Print out every entry that follows, exactly as written.

■ Excerpted records:
···

PR #5, opened 2024-12-12
feature: EE2-1557 http handler module

rustatian:
# Reason for This PR

closes: https://jira.spiralscout.com/browse/EE2-1557

## Description of Changes

API: 
`Task` now contains two new methods (`Context` which returns the current context and `UpdateCtx` which updates (or set) current context for the `Task` + new field: `context`.)

New carrier type: (`types.go`): `HttpContextCarrier`
New context key for that: `HttpHandlerKey`

In the http layer, `HttpContextCarrier` should be initialized with the http request + response write and populated into the `Task`'s context via `UpdateCtx` method.

`http_handler` module contains a few basic methods: `method` which returns current http method + `write` which writes some data. This PR does not support multiple writes (because in Go, after the first write, StatusOK header would be sent automatically), but needed data structures have been prepared and located in the `http_wrapper.go` file (would be used via separate PR after API stabilization).


runtime/lua/modules/http_handler/http_wrapper.go
```diff
@@ -0,0 +1,119 @@
...
+}
+
+type lm struct {
+	pool sync.Pool
+	log  *zap.Logger
+}
+
+func (l *lm) Wrapper(next http.Handler) http.Handler {
+	return http.HandlerFunc(func(w http.ResponseWriter, r *http.Request) {
+		wr := l.pool.Get().(*wrapper)
```
wolfy-j, line 97: can you explain this? does this module becomes multable?

PR #7, opened 2024-12-17
feature: vm-pool with ctx, update GHA, http_handler test with VM pool

rustatian:
# Reason for This PR

closes: https://jira.spiralscout.com/browse/EE2-1558

## Description of Changes

1. Update GHA, tests would be executed on every push.
2. Update internal vm-pool task with context.
3. Properly propogate context to the underlying vms and engines.


wolfy-j (approved):

go.mod
```diff
@@ -17,25 +17,19 @@ require (
...
-	github.com/xrash/smetrics v0.0.0-20240521201337-686a1a2994c1 // indirect
-	github.com/yuin/gopher-lua v1.1.1 // indirect
 	go.uber.org/multierr v1.11.0 // indirect
 	golang.org/x/net v0.32.0 // indirect
 	golang.org/x/sys v0.28.0 // indirect
 	golang.org/x/text v0.21.0 // indirect
-	google.golang.org/genproto/googleapis/rpc v0.0.0-20241206012308-a4fef0638583 // indirect
-	google.golang.org/protobuf v1.35.2 // indirect
-	gopkg.in/yaml.v3 v3.0.1 // indirect
+	google.golang.org/genproto/googleapis/rpc v0.0.0-20241216192217-9240e9c98484 // indirect
```
wolfy-j, line 33: do we still need to lock it to concrete version or it's more robust now?

go.sum
```diff
@@ -1,7 +1,11 @@
-github.com/cpuguy83/go-md2man/v2 v2.0.5 h1:ZtcqGrnekaHpVLArFSe4HK5DoKx1T0rq2DwVB0alcyc=
-github.com/cpuguy83/go-md2man/v2 v2.0.5/go.mod h1:tgQtvFlXSQOSOSIRvRPT7W67SCa46tRHOmNcaadrF8o=
 github.com/davecgh/go-spew v1.1.1 h1:vj9j/u1bqnvCEfJOwUhtlOARqs3+rkHYY13jYWTU97c=
 github.com/davecgh/go-spew v1.1.1/go.mod h1:J7Y8YcW2NihsgmVo/mv3lAwl/skON4iLHjSsI+c5H38=
+github.com/go-logr/logr v1.4.2 h1:6pFjapn8bFcIbiKo3XT4j/BhANplGihG6tvd+8rYgrY=
```
wolfy-j, line 3: should we use it by default?

wolfy-j (approved):

runtime/lua/luapool/pool.go
```diff
@@ -102,9 +103,10 @@ func NewLuaPool(log *zap.Logger, scripts map[string]*Config, options ...Options)
 }
 
 // Queue adds task to the queue
-func (w *Pool) Queue(task *Task) <-chan string {
+func (w *Pool) Queue(ctx context.Context, task *Task) <-chan string {
```
wolfy-j, line 106: nice

wolfy-j: so we carry context separately from the task?

runtime/lua/modules/http_handler/http_handler_test.go
```diff
@@ -46,11 +45,62 @@ func TestInit(t *testing.T) {
 
 	time.Sleep(time.Second * 4)
 	httpserv.Close()
+	_ = resp.Body.Close()
+}
+
+func TestInitWithPool(t *testing.T) {
```
wolfy-j, line 51: perfect, how much options can we control in pool? can pool be "cold" a.k.a. compile on demand?

wolfy-j: ok i see config, in future it will be nice to have some simple "cold" start mechanism or LRU cache or something similar, but idea of putting each function into pool works perfectly, we have to make sure be able to reuse modules across calls, this way we can not only provide library access but also share data between pool

go.mod
rustatian: That is the temporal problem with their API. No need to do that while we don't use their API.

go.sum
rustatian: It's go.sum

runtime/lua/luapool/pool.go
rustatian: Yes, context might have some deadline mechanism in the Queue method. But atm it is just merged with the private Task context.

runtime/lua/modules/http_handler/http_handler_test.go
rustatian: > perfect, how much options can we control in pool?

Num VMs + num threads per function + functions we wanted to compile.

wolfy-j (approved):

···

■ Written reply:
PR #5, opened 2024-12-12
feature: EE2-1557 http handler module

rustatian:
# Reason for This PR

closes: https://jira.spiralscout.com/browse/EE2-1557

## Description of Changes

API: 
`Task` now contains two new methods (`Context` which returns the current context and `UpdateCtx` which updates (or set) current context for the `Task` + new field: `context`.)

New carrier type: (`types.go`): `HttpContextCarrier`
New context key for that: `HttpHandlerKey`

In the http layer, `HttpContextCarrier` should be initialized with the http request + response write and populated into the `Task`'s context via `UpdateCtx` method.

`http_handler` module contains a few basic methods: `method` which returns current http method + `write` which writes some data. This PR does not support multiple writes (because in Go, after the first write, StatusOK header would be sent automatically), but needed data structures have been prepared and located in the `http_wrapper.go` file (would be used via separate PR after API stabilization).


runtime/lua/modules/http_handler/http_wrapper.go
```diff
@@ -0,0 +1,119 @@
...
+}
+
+type lm struct {
+	pool sync.Pool
+	log  *zap.Logger
+}
+
+func (l *lm) Wrapper(next http.Handler) http.Handler {
+	return http.HandlerFunc(func(w http.ResponseWriter, r *http.Request) {
+		wr := l.pool.Get().(*wrapper)
```
wolfy-j, line 97: can you explain this? does this module becomes multable?

PR #7, opened 2024-12-17
feature: vm-pool with ctx, update GHA, http_handler test with VM pool

rustatian:
# Reason for This PR

closes: https://jira.spiralscout.com/browse/EE2-1558

## Description of Changes

1. Update GHA, tests would be executed on every push.
2. Update internal vm-pool task with context.
3. Properly propogate context to the underlying vms and engines.


wolfy-j (approved):

go.mod
```diff
@@ -17,25 +17,19 @@ require (
...
-	github.com/xrash/smetrics v0.0.0-20240521201337-686a1a2994c1 // indirect
-	github.com/yuin/gopher-lua v1.1.1 // indirect
 	go.uber.org/multierr v1.11.0 // indirect
 	golang.org/x/net v0.32.0 // indirect
 	golang.org/x/sys v0.28.0 // indirect
 	golang.org/x/text v0.21.0 // indirect
-	google.golang.org/genproto/googleapis/rpc v0.0.0-20241206012308-a4fef0638583 // indirect
-	google.golang.org/protobuf v1.35.2 // indirect
-	gopkg.in/yaml.v3 v3.0.1 // indirect
+	google.golang.org/genproto/googleapis/rpc v0.0.0-20241216192217-9240e9c98484 // indirect
```
wolfy-j, line 33: do we still need to lock it to concrete version or it's more robust now?

go.sum
```diff
@@ -1,7 +1,11 @@
-github.com/cpuguy83/go-md2man/v2 v2.0.5 h1:ZtcqGrnekaHpVLArFSe4HK5DoKx1T0rq2DwVB0alcyc=
-github.com/cpuguy83/go-md2man/v2 v2.0.5/go.mod h1:tgQtvFlXSQOSOSIRvRPT7W67SCa46tRHOmNcaadrF8o=
 github.com/davecgh/go-spew v1.1.1 h1:vj9j/u1bqnvCEfJOwUhtlOARqs3+rkHYY13jYWTU97c=
 github.com/davecgh/go-spew v1.1.1/go.mod h1:J7Y8YcW2NihsgmVo/mv3lAwl/skON4iLHjSsI+c5H38=
+github.com/go-logr/logr v1.4.2 h1:6pFjapn8bFcIbiKo3XT4j/BhANplGihG6tvd+8rYgrY=
```
wolfy-j, line 3: should we use it by default?

wolfy-j (approved):

runtime/lua/luapool/pool.go
```diff
@@ -102,9 +103,10 @@ func NewLuaPool(log *zap.Logger, scripts map[string]*Config, options ...Options)
 }
 
 // Queue adds task to the queue
-func (w *Pool) Queue(task *Task) <-chan string {
+func (w *Pool) Queue(ctx context.Context, task *Task) <-chan string {
```
wolfy-j, line 106: nice

wolfy-j: so we carry context separately from the task?

runtime/lua/modules/http_handler/http_handler_test.go
```diff
@@ -46,11 +45,62 @@ func TestInit(t *testing.T) {
 
 	time.Sleep(time.Second * 4)
 	httpserv.Close()
+	_ = resp.Body.Close()
+}
+
+func TestInitWithPool(t *testing.T) {
```
wolfy-j, line 51: perfect, how much options can we control in pool? can pool be "cold" a.k.a. compile on demand?

wolfy-j: ok i see config, in future it will be nice to have some simple "cold" start mechanism or LRU cache or something similar, but idea of putting each function into pool works perfectly, we have to make sure be able to reuse modules across calls, this way we can not only provide library access but also share data between pool

go.mod
rustatian: That is the temporal problem with their API. No need to do that while we don't use their API.

go.sum
rustatian: It's go.sum

runtime/lua/luapool/pool.go
rustatian: Yes, context might have some deadline mechanism in the Queue method. But atm it is just merged with the private Task context.

runtime/lua/modules/http_handler/http_handler_test.go
rustatian: > perfect, how much options can we control in pool?

Num VMs + num threads per function + functions we wanted to compile.

wolfy-j (approved):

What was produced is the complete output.